Frente al espejo
Quién soy yo?”. La pregunta puede parecer trillada: creemos que es universal y eterna, pero es falso. Requiere, para empezar, que el pensamiento se piense a sí mismo, y eso no siempre ha ocurrido: los pueblos primitivos no tienen palabras como pensar, creer, sentirse… Es necesario también que haya yoes, es decir, individuos distintos entre sí, no simples miembros, intercambiables, de una tribu, sexo o casta. “¿Quién soy yo?” es un interrogante que ha aparecido bastante tarde en la historia, y se ha extendido poco a poco y de forma muy irregular: antes en las clases altas que en las bajas, más en ciertas religiones (protestantismo) que en otras (islam), y en los hombres mucho más que en las mujeres, como explica Almudena Hernando en un ensayo lu- minoso, La fantasía de la individualidad.
El mejor lugar para preguntarse por la propia identidad es, claro está, a solas frente al espejo. Por eso no es de extrañar que los cuadros de la exposición titulada Nacimiento de lo íntimo que exhibe actualmente el Museo Marmottan de París ( Naissance de l’intime, hasta el 5 de julio), representen sobre todo personajes en cuartos de baño. Pues a medida que los individuos se desligan del grupo, la arquitectura lo refleja, y van apareciendo los dormitorios para uno, los despachos, los baños con pestillo, lejos de la promiscuidad de las termas romanas o medievales.
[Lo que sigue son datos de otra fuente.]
PR #5623, opened 2023-09-23
fix macOS build packaging issues

notimaginative:
- handle double archiving of macOS builds so they'll work properly with Knossos
 - fix issue where only a single configuration was included in the package (Release or FastDebug, not both)

### DIFF
--- a/.github/workflows/build-nightly.yaml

Hasta aquí, todo muy coherente, y una exposición tan bella (con cuadros de Durero, Boucher, Monet, Degas, ToulouseLautrec…) como instructiva. Ahora bien: ¿por qué en casi todos los cuadros apare- cen mujeres, y no hombres? ¿Tal vez porque el baño ofrece un pretexto para pintar desnudos femeninos (atractivos para los artistas, casi todos varones)? No sólo. Es significativo que tanto como la mujer que se baña o se mira al espejo fascine otra figura, frecuentísima en la pintura occidental: la lectora. La explicación, supongo, es que en un arte masculino que trata a la mujer como un objeto bello, digno de pintarse al mismo título que un jardín, un bodegón o un claro de luna, el hecho de que esos objetos tengan alma, vida interior, identidad, los hace interesantes. Esas mujeres que se preguntan “¿Quién soy yo?”, mirándose en el espejo o buscando modelos en los personajes de novela, fascinan –e inquietan– como fascinaría ver a un bodegón cerrar la puerta porque quiere estar solo.